Favorited AI Policy and Human.json by Claudine Chionh
Favorited Adding human.json to WordPress by Terence Eden

Claudine Chionh and Terence Eden both mention human.json, a data file that lists people and sites you know are written by humans, as opposed to generated by AI. A rekindling of FOAF?

In these days of needing to assume anything you encounter is machine generated unless proven to be human made, we continuously have to apply a Reverse Turing test: do I have enough indications to assume something was created by a human.

When I first wrote a Reverse Turing page I mentioned much the same things as Terence Eden does about vouching for other people to be human authors.

Not sure if having a machine readable file makes the right point here though, ironic as it is. Blogrolls, webrings come to mind too, because Long Live the Author.

One element I think we’d need to contemplate is to not just list, but also provide URI’s to some supporting evidence. Expose the depth of a connection. Only met at a vouching party countersigning your credentials, or two decades of in person and online encounters and proof thereof are different in depth and quality, and may well impact how the Reverse Turing test turns out for others perusing your human.json file.

My website is now part of the web archive in the Dutch Royal Library. It took some experimenting to get it in there. Blogs will be blogs and the amount of links in mine choked the harvester it seems.

Since 2007 the Royal Library has been archiving websites, and now stores some 25.000 websites. My blog, even though it is one of the oldest still maintained in the Netherlands, never was part of that effort. Mostly because it’s not very visible as a Dutch blog, as it is mostly written in English and resides on a .org domain (when I registered zylstra.org, private persons could not yet register .nl domains, only companies could). At an Internet Archive event organised by the Royal Library last year September I asked about archiving and they told me how to suggest my website for archiving.

Late last January I received a message that my website would be included in their archives from now on.

What followed were several test-runs with their harvester Heritrix, which is also used by the Internet Archive. I wondered about how some of my website’s peculiarities would be dealt with by the harvester. Not every posting is listed on my site for instance, although each does have a direct URL. The years’ worth of weekly notes for instance are not listed in this site. Also many postings are never shown on the front page, and if you page through postings on the front page you will never encounter them. This is true for categories of posts like books, photos, and day to day topics. I discussed this with the web-archivist, who ran some tests. My week notes seemed to be included, but the pagination of the category of day to day stalled out at 180 pages, although there were more still.

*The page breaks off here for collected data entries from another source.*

PR #735, opened 2025-09-26
feat(nixos): add support for cursors and icons

musjj:
Adds support for cursors and icons settings in the NixOS modules.

The general use-case here is for applying the cursor and icons settings to the login manager. I've only added support for GNOME because that's what I use, but support for other login managers could be added in the future.

### DIFF
--- a/modules/nixos/gtk.nix
+++ b/modules/nixos/gtk.nix
@@ -1,0 +1,49 @@
+{ catppuccinLib }:
+{
+  config,
+  lib,
+  pkgs,
+  ...
+}:
+
+let
+  cfg = config.catppuccin.gtk;
+in
+{
+  options.catppuccin.gtk = {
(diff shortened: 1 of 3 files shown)


modules/nixos/gtk.nix
```diff
@@ -0,0 +1,49 @@
...
+        cfg.icon.enable
+        && (config.services.desktopManager.gnome.enable || config.services.displayManager.gdm.enable)
+      )
+      {
+        services.displayManager.environment.XDG_DATA_DIRS = (
+          (lib.makeSearchPath "share" [
+            (pkgs.catppuccin-papirus-folders.override { inherit (cfg.icon) accent flavor; })
+          ])
+          + ":"
+        );
```
isabelroses, line 33: is there a reason we end with `:`

isabelroses:
oops. i really thought i merged this. my bad 😅

Issue #392, opened 2024-11-30
Tracking: removal of IFD in modules


getchoo:
[Import from derivation](https://nix.dev/manual/nix/2.25/language/import-from-derivation.html) is a cool and very helpful feature of Nix, but can seriously hurt evaluation performance, and may not be allowed in some cases. We should try to avoid it when possible (in a reasonable way)

Modules that currently require IFD include:

- [x] cava https://github.com/catppuccin/nix/issues/376, https://github.com/catppuccin/nix/pull/750
- [ ] firefox
- [ ] fzf
- [ ] gh-dash
- [ ] imv https://github.com/catppuccin/nix/issues/375
- [x] lazygit https://github.com/catppuccin/nix/pull/604
- [x] mako https://github.com/catppuccin/nix/issues/341, https://github.com/catppuccin/nix/pull/684
- [x] sioyek https://github.com/catppuccin/nix/pull/686
- [ ] starship
- [ ] skim
- [ ] swaylock https://github.com/catppuccin/nix/issues/340
- [ ] tty
- [x] wezterm
- [ ] gemini-cli

mightyiam:
Would it still be IFD if sources are flake inputs?

getchoo:
No, but for the same reason https://github.com/catppuccin/nix/pull/377 prevents IFD. Flake inputs use builtin fetchers, which would still block evaluation for every port download

See also https://github.com/catppuccin/nix/issues/388

stasjok:
I've got 'allow-import-from-derivation' error after updating from here:

https://github.com/catppuccin/nix/blob/8b6baed3d010416da6295805012b12cfa05c09f7/modules/home-manager/fzf.nix#L8

Searching 'importJSON' I found similar usages. Those modules can be added here I think.

multivac61:
Getting errors in CI after recent update.

getchoo:
Thanks for catching these, The list has been updated 👍

isabelroses:
As a note I would recommend just disabling starship if you have issues with IFD since starship should match your terminal colours.

getchoo:
IFD was re-introduced in the lazygit module with https://github.com/catppuccin/nix/pull/515

mightyiam:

To my surprise they also ran into volume limits. Apparently because of ‘bycatch’, things they archive from other sites because I reference them or embed them. In the past few years I have stopped embedding things, like photos, except for my slides, which are hosted on a separate domain I have registered. While it was normal that a site’s additional catch is larger than the site itself, for my site it was very different from what they were used to.
First they limited bycatch to 20GB in a test, and they ran out of space, then they set it at 40GB in a test, and still ran out of space. Raising the limits further did not help. In the end they decided to harvest just what is on my zylstra.org domain and not include any bycatch at all. Which is completely fine by me, precisely because I’ve made the effort to bring all kinds of external content ‘home’ to this domain.

Nevertheless it did surprise me that bycatch turned out to be a problem, as they are using a tool the Internet Archive itself uses too. I asked for some examples of the bycatch. They told me it wasn’t even possible to dump a URL list from the bycatch into a spreadsheet as it hit the maximum number of rows (around 65k iirc). I did get some of the URLs that contributed bigger volumes of bycatch. To my surprise I did not even recognise the links, except one.

One was obvious, 2800 attempts to harvest a page on live.staticflickr.com, as I link a lot to my Flickr hosted images, although I no longer embed them but have local versions on this domain.
Others were not obvious to me at all, theguardian.tv, vp.nyt.com and various content delivery networks. I link to none of them in this site. I do link to The Guardian, about 100 times, and to the NYT about 40 times, and I suppose if the harvester follows those links it will find additional material there that explains the bycatch more fully, if it harvests all the targets I link to too.

If that is the case, that it harvests everything I’ve linked to, then it is the long history of this blog that is the issue and makes the harvester hit its limits.

There are some 20.000 external links in this blog’s articles, as far as I can quickly estimate based on a full content export I made this week.
It basically means that if the harvester attempts to harvest all those links and what resources they include, it adds a number of pages to the archive, roughly equivalent to the current archive itself.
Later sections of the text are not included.